Saved data entries.
=====
PR #1974, opened 2020-10-14
[FTAMS102020] AlejandroPliakasBenitez

apliakas:


src/functions-and-arrays.js
```diff
@@ -1,19 +1,148 @@
...
+const averageNumbers = arrayOfNumbers => {
+  let total = 0;
+
+  for(let i = 0; i < arrayOfNumbers.length; i++) {
+    total += arrayOfNumbers[i];
+  }
+
+  return Math.round((total / arrayOfNumbers.length) * 10) / 10;
+}
+
```
LloydC, line 95: You could shorten your code if you made use of your `sumNumbers` function

`return Math.round(sumNumbers(arrayOfNumbers)/arrayOfNumbers.length * 10)/10`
=====
What needs to be done. Print all the records exactly as written.

Exercise result.
PR #1974, opened 2020-10-14
[FTAMS102020] AlejandroPliakasBenitez

apliakas:


src/functions-and-arrays.js
```diff
@@ -1,19 +1,148 @@
...
+const averageNumbers = arrayOfNumbers => {
+  let total = 0;
+
+  for(let i = 0; i < arrayOfNumbers.length; i++) {
+    total += arrayOfNumbers[i];
+  }
+
+  return Math.round((total / arrayOfNumbers.length) * 10) / 10;
+}
+
```
LloydC, line 95: You could shorten your code if you made use of your `sumNumbers` function

`return Math.round(sumNumbers(arrayOfNumbers)/arrayOfNumbers.length * 10)/10`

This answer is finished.